Referring to what he called “micromanaging” from Pretoria by the Department of Higher Education and Training, Buhlungu said crucial matters such as university fees took a backseat after former president Jacob Zuma’s sudden announcement on the eve of the ANC 2016 elective conference that higher education was free.
“Think about it in real terms – the fees setting that is in the Higher Education Act.
“Universities were supposed to set fees for tuition and residence but the previous president made an announcement, and fees setting was clawed back to Pretoria.
“One can’t even budget properly because we have to wait for the ministerial letter. Where is the autonomy in that? The loss of autonomy has multiple implications.”
‘Some universities are more equal than others’
Buhlungu said debating academic freedom will not help the country if universities look inward and in accordance with global standards.
One university having academic freedom is meaningless, he added.
“It is meaningless because that day will come for you as well. The armed thugs will come for you as well. They have depleted SOEs, depleted national, and provincial government, municipalities, water boards and so on.
“They’ve done everything, what’s left are universities, and they’re done with UFH. Just watch,” he said as referred to the aftermath of the state capture years.
The lecture on academic freedom was established by UCT students to commemorate the work of Thomas Benjamin Davie, VC of the university from 1948 to 1955 and a defender of the principles of academic freedom.

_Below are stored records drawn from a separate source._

PR #179, opened 2023-02-08
PureSMT: update smtlib-backends to version 0.3

qaristote:
This PR updates the `PureSMT` module to use the latest version of `smtlib-backends`. The Z3 API is now calls using FFI instead of `inline-c`. Other than that, the two versions of PIrouette should be equivalent.


Niols (approved):

Niols:
Thanks!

Buhlungu said he doubted Matthews would have returned to UFH if he was still alive.
“There is a deterioration in law and order, I do not think Matthews would have returned, he would have put his life in danger.
“These networks are so brazen that they kill, they no longer send an alert to protest, they kill. So seven people were arrested, and one of them was a police officer from Mthatha.
“A detective and he is the one who transported the killers to Allice and to Gonubie.
“So, that is where we are now, and what does all this mean for academic freedom? People ask if I feel safe.
“Of course I am safe, I am standing here. I told Minister Cele I was not going anywhere and that if I died, he would be one of those fetching my coffin from Alice,” said Buhlungu.